Selim kapıya kulağını dayadı ve içeriyi dinledi. Hafif bir ağlama sesi duyuyor gibiydi. Kapıyı hafifçe tıklatarak içeri seslendi.

- Orada kimse var mı?

Cevap gelmemişti ama Selim içerde birilerinin olduğundan emindi.

- Lütfen korkmayın her şey kontrol altında, dışarı çıkabilirsiniz.

- Annemle, babam! Onlara ne oldu?

Selim ne cevap vereceğini bilemiyordu.

- İçerde kim var, kaç kişisiniz?

- Ben ve kız kardeşim. Anneme ve babama ne oldu?

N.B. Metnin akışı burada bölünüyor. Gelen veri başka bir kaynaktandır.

PR #637, opened 2022-08-01
Display version info of application in notification windows for prompts

dnikles:
When a user is prompted to update an application, it may be helpful to show them the version of the current installed application, and the version of the available update. This may help influence those that just choose "not now" every time, because they may see that they are X versions behind. If we do not know the value of $appNewVersion, this additional information is not displayed.


dnikles:
Example:
slack update
Example where $appNewVersion is unknown:
packages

- Evde sizden başka kimse var mıydı?

- Yoktu. Bir de evin çalışanları vardı ama olar dışarıdaki müştemilatta kalırlar.

- Tamam siz biraz daha orada bekleyin. Ben söyleyince çıkarsınız.

Selim hemen yandaki odanın kapısını açmış ve içerdekilerin anne ve babasının cesetlerini Fırat’la beraber odanın içine taşımıştı.

- Tamam çıkabilirsiniz her şey yolunda.

- Tamam, çıkıyoruz.

İçerden 25-26 yaşlarında bir erkek ve 17-18 yaşlarında genç bir kız çıkmıştı. İkisinin de ne kadar korktukları belli oluyordu özellikle kızın gözleri ağlamaktan kıpkırmızı olmuştu.

- Neler oluyor, siz kimsiniz? Polis mi?

- Sizin olan bitenlerden haberiniz yok sanırım?

- Ne oldu? Annem ve babam nerede?

Bu sırada kızın gözü yerdeki kan izlerine takılmıştı.

- Bu kan izleri de kimin, yoksa anneme ve babama bir şey mi oldu?

- Sakin olun. Her şeyi anlatacağım. Ama önce biraz su için ve bir iki lokma bir şey yiyin. Sanırım dün geceden beri içerde kapalıydınız.

- Yemek çok önemli değil ama suya gerekten ihtiyacımız var.

- Tamam mutfağa inelim, orada size her şeyi anlatacağım.

Hep beraber giriş katında bulunan mutfağa inmişlerdi. Fuat ve Savaş da onları mutfakta bekliyorlardı.

- Evde birileri varmış demek?

- Evet varmış Fuat abi, aslında 4 kişi varmış.

- Diğer 2 kişi nerede?

- Oturalım, anlatacağım. Savaş su verir misin? Bu arada isimleriniz neydi?

- Ben Cenk, kardeşimin adı da Pelin.

- Memnun oldum. Ben Selim, bunlarda Fırat, Savaş ve Fuat abi.

- Siz şu meşhur oyuncu değil misiniz?

Pelin yaşadığı şoktan dolayı Savaş’a pek dikkatli bakmamıştı ama abisinin dediklerini duyunca daha dikkatli bakmış ve en büyük hayranlarından biri olduğu oyuncuyu hemen tanımıştı.

- Evet benim.

- Sizin ne işiniz var burada?

- Sakin olun lütfen, Selim şimdi size her şeyi açıklayacak.

Selim mutfaktaki masanın başına oturmuştu. Olanları nasıl anlatacağını kafasında toparladıktan sonra anlatmaya başlamıştı.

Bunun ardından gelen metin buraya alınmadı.